What's in a Name?
“Afterthoughts” is a new Fear of God blog series featuring co-hosts and guests further unpacking thoughts, themes, and ideas that keep them up at night from the conversations and content covered on the show. This entry is from (brand new) staffer and FoG Legal Counsel, Dave “C-Man” Courtney, and is a follow-up to this past week’s episode featuring My Life as a Zucchini. Enjoy, then, the latest entry in this new chapter of The Fear of God…
What’s in a name? According to the 2017 feature film by first time Swiss Director Claude Barras, My Life As a Zucchini, quite a bit. Every name has a story, and to understand who Icare is, the young boy who stands at the center of this particular story, it becomes quickly clear that we also need to understand the story behind the name Icare chooses to identify by- Zucchini. This name goes with Icare when a tragedy early in the film relocates him into an orphanage, with the film ultimately leaning into the theme of adoption as a way to shed light on the different relationships that are named and thus made real within his life as a Zucchini.
High School Nicknames and a Contest of Birth Names
When I was in high school I wasn’t exactly part of what I would describe as the “in” crowd. I relate far more to being the recipient of a name like Potato, the nickname Icare receives when he first arrives at the orphanage.
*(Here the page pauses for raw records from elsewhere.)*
PR #613, opened 2022-07-10
revise `encrypted` send option & resume token validation of it

problame:
From the changelog

```
* |bugfix| Fix resuming from interrupted replications that use ``send.raw`` on unencrypted datasets.

  * The send options introduced in zrepl 0.4 allow users to specify additional zfs send flags for zrepl to use.
    Before this fix, when setting ``send.raw=true`` on a job that replicates unencrypted datasets,
    zrepl would not allow an interrupted replication to resume.
    The reason were overly cautious checks to support the ``send.encrypted`` option.
  * This bugfix removes these checks from the replication planner.
    This makes ``send.encrypted`` a sender-side-only concern, much like all other ``send.*`` flags.
  * However, this means that the ``zrepl status`` UI no longer indicates whether a replication step uses encrypted sends or not.
    The setting is still effective though.
```


problame:
@InsanePrawn @infisil any chance you can take a look / test drive this? For my setup (which doesn't use unencrypted raw sends) I can confirm there have been no crashes / regressions  in the last 21 days.

problame:
@infinisil , sorry for misspelling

For me the name given to me was C-Man- a wayward and suggestive nickname intended to mock my supposed naïveté with its obvious connotations and determine my rank near the bottom of the class. This name, however, also managed to define my days in high school in some unexpected ways.
What began as a belittling and intentionally humorous slight grew into what is still today a legendary story. To be sure, very few in what was my fairly large school knew who I actually was. But they knew my nickname. Having caught fire with the masses, the name eventually emerged through a mock campaign in the battle for class president. It actually garnered me enough votes for the win through a write in ballot, frustrating the actual candidates who had their potential votes spoiled. I still remember passing by two of them in the stairwell and overhearing a heated conversation expressing their very real disdain for this mock campaign. They didn’t know it was me, and I was happy to leave it that way. It was a name I would eventually come to wear with a bit more pride down the road.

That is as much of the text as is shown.